TO DO:
Retype each record exactly.

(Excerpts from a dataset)
PR #9636, opened 2023-12-13
Warnings fixed

akallabeth:


client/common/client.c
```diff
@@ -1142,7 +1142,7 @@ BOOL client_common_get_access_token(freerdp* instance, const char* request, char
 		goto cleanup;
 	}
 
-	*token = freerdp_utils_aad_get_access_token(log, response, response_length);
+	*token = (const char*)freerdp_utils_aad_get_access_token(log, response, response_length);
```
pnowack: Is this cast really necessary? `freerdp_utils_aad_get_access_token()` returns `char*` and `*token` also has type `char*`, so this cast looks superfluous.

client/common/client.c
```diff
@@ -1142,7 +1142,7 @@ BOOL client_common_get_access_token(freerdp* instance, const char* request, char
 		goto cleanup;
 	}
 
-	*token = (const char*)freerdp_utils_aad_get_access_token(log, response, response_length);
+	*token = freerdp_utils_aad_get_access_token(log, (const char*)response, response_length);
```
pnowack, line 1145: Same here with the token: `freerdp_utils_aad_get_access_token()` returns `char*` and `*token` also has type `char*`, so this cast looks superfluous.

pnowack (approved):
In the commit `utils/encoded_types: Get rid of implicit conversion warnings`, the `Get rid of these warnings by adding dummy shifting operations.` part can now be replaced with the following (since the content of the commit changed here regarding to what it does):
```
Get rid of these warnings by explicitly casting the respective values
before shifting them.
```

client/common/client.c
akallabeth: I think that comment is for something before a browser refresh?

client/common/client.c
akallabeth: looks like a comment for an old version?

client/common/client.c
pnowack: > I think that comment is for something before a browser refresh?

yes, indeed.

pnowack (approved):

PR #9646, opened 2023-12-14
[cmake] use uppercase in feature found to avoid warning

jackyzy823:
Warning:
```
CMake Warning (dev) at /usr/share/cmake/Modules/FindPackageHandleStandardArgs.cmake:438 (message):
  The package name passed to `find_package_handle_standard_args` (WAYLAND)
  does not match the name of the calling package (Wayland).  This can lead to
  problems in calling code that expects `find_package` result variables
  (e.g., `_FOUND`) to follow a certain pattern.
  cmake/FindWayland.cmake:69 (FIND_PACKAGE_HANDLE_STANDARD_ARGS)
  cmake/FindFeature.cmake:26 (find_package)
  CMakeLists.txt:610 (find_feature)
This warning is for project developers.  Use -Wno-dev to suppress it.

-- Found WAYLAND: /usr/bin/wayland-scanner
-- Not detected recommended feature Wayland for Wayland (Wayland client), feature disabled
```


akallabeth (changes requested):
this change looks dangerous.
the pattern should be that the variables follow the pattern `<name>_FOUND` (e.g. `FooBar_FOUND`) but some findpackage files do not implement that correctly.

jackyzy823:
I think there should be only one kind https://github.com/FreeRDP/FreeRDP/blob/53cb5f8852258c8a4bb18715d34a51a31080e620/cmake/FindFeature.cmake#L49 

Either all `<name>_FOUND` or `<name_upper>_FOUND` ? Maybe i misunderstood?

jackyzy823:
@akallabeth  so maybe these lines should also changed to `${_feature}_FOUND}` ?

https://github.com/FreeRDP/FreeRDP/blob/53cb5f8852258c8a4bb18715d34a51a31080e620/cmake/FindFeature.cmake#L49  
https://github.com/FreeRDP/FreeRDP/blob/53cb5f8852258c8a4bb18715d34a51a31080e620/cmake/FindFeature.cmake#L51

PR #9655, opened 2023-12-14
[core] allow to specify the hostname used for AAD

hardening:
The previous code was assuming that the host name used for doing AAD was ServerHostname parameter. But when you connect directly to Azure hosts you most likely connect by IP and use short name for the AAD host, so you need to be able to give ServerHostname=<IP of host> and AadServerHostname=<shortname>.


akallabeth (approved):
LGTM,
how do you plan to expose this new setting?

hardening:
@akallabeth I've not though about it yet, it's more for software use right now (when you use freerdp as a lib)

RESPONSE TO THE EXERCISE:
PR #9636, opened 2023-12-13
Warnings fixed

akallabeth:


client/common/client.c
```diff
@@ -1142,7 +1142,7 @@ BOOL client_common_get_access_token(freerdp* instance, const char* request, char
 		goto cleanup;
 	}
 
-	*token = freerdp_utils_aad_get_access_token(log, response, response_length);
+	*token = (const char*)freerdp_utils_aad_get_access_token(log, response, response_length);
```
pnowack: Is this cast really necessary? `freerdp_utils_aad_get_access_token()` returns `char*` and `*token` also has type `char*`, so this cast looks superfluous.

client/common/client.c
```diff
@@ -1142,7 +1142,7 @@ BOOL client_common_get_access_token(freerdp* instance, const char* request, char
 		goto cleanup;
 	}
 
-	*token = (const char*)freerdp_utils_aad_get_access_token(log, response, response_length);
+	*token = freerdp_utils_aad_get_access_token(log, (const char*)response, response_length);
```
pnowack, line 1145: Same here with the token: `freerdp_utils_aad_get_access_token()` returns `char*` and `*token` also has type `char*`, so this cast looks superfluous.

pnowack (approved):
In the commit `utils/encoded_types: Get rid of implicit conversion warnings`, the `Get rid of these warnings by adding dummy shifting operations.` part can now be replaced with the following (since the content of the commit changed here regarding to what it does):
```
Get rid of these warnings by explicitly casting the respective values
before shifting them.
```

client/common/client.c
akallabeth: I think that comment is for something before a browser refresh?

client/common/client.c
akallabeth: looks like a comment for an old version?

client/common/client.c
pnowack: > I think that comment is for something before a browser refresh?

yes, indeed.

pnowack (approved):

PR #9646, opened 2023-12-14
[cmake] use uppercase in feature found to avoid warning

jackyzy823:
Warning:
```
CMake Warning (dev) at /usr/share/cmake/Modules/FindPackageHandleStandardArgs.cmake:438 (message):
  The package name passed to `find_package_handle_standard_args` (WAYLAND)
  does not match the name of the calling package (Wayland).  This can lead to
  problems in calling code that expects `find_package` result variables
  (e.g., `_FOUND`) to follow a certain pattern.
  cmake/FindWayland.cmake:69 (FIND_PACKAGE_HANDLE_STANDARD_ARGS)
  cmake/FindFeature.cmake:26 (find_package)
  CMakeLists.txt:610 (find_feature)
This warning is for project developers.  Use -Wno-dev to suppress it.

-- Found WAYLAND: /usr/bin/wayland-scanner
-- Not detected recommended feature Wayland for Wayland (Wayland client), feature disabled
```


akallabeth (changes requested):
this change looks dangerous.
the pattern should be that the variables follow the pattern `<name>_FOUND` (e.g. `FooBar_FOUND`) but some findpackage files do not implement that correctly.

jackyzy823:
I think there should be only one kind https://github.com/FreeRDP/FreeRDP/blob/53cb5f8852258c8a4bb18715d34a51a31080e620/cmake/FindFeature.cmake#L49 

Either all `<name>_FOUND` or `<name_upper>_FOUND` ? Maybe i misunderstood?

jackyzy823:
@akallabeth  so maybe these lines should also changed to `${_feature}_FOUND}` ?

https://github.com/FreeRDP/FreeRDP/blob/53cb5f8852258c8a4bb18715d34a51a31080e620/cmake/FindFeature.cmake#L49  
https://github.com/FreeRDP/FreeRDP/blob/53cb5f8852258c8a4bb18715d34a51a31080e620/cmake/FindFeature.cmake#L51

PR #9655, opened 2023-12-14
[core] allow to specify the hostname used for AAD

hardening:
The previous code was assuming that the host name used for doing AAD was ServerHostname parameter. But when you connect directly to Azure hosts you most likely connect by IP and use short name for the AAD host, so you need to be able to give ServerHostname=<IP of host> and AadServerHostname=<shortname>.


akallabeth (approved):
LGTM,
how do you plan to expose this new setting?

hardening:
@akallabeth I've not though about it yet, it's more for software use right now (when you use freerdp as a lib)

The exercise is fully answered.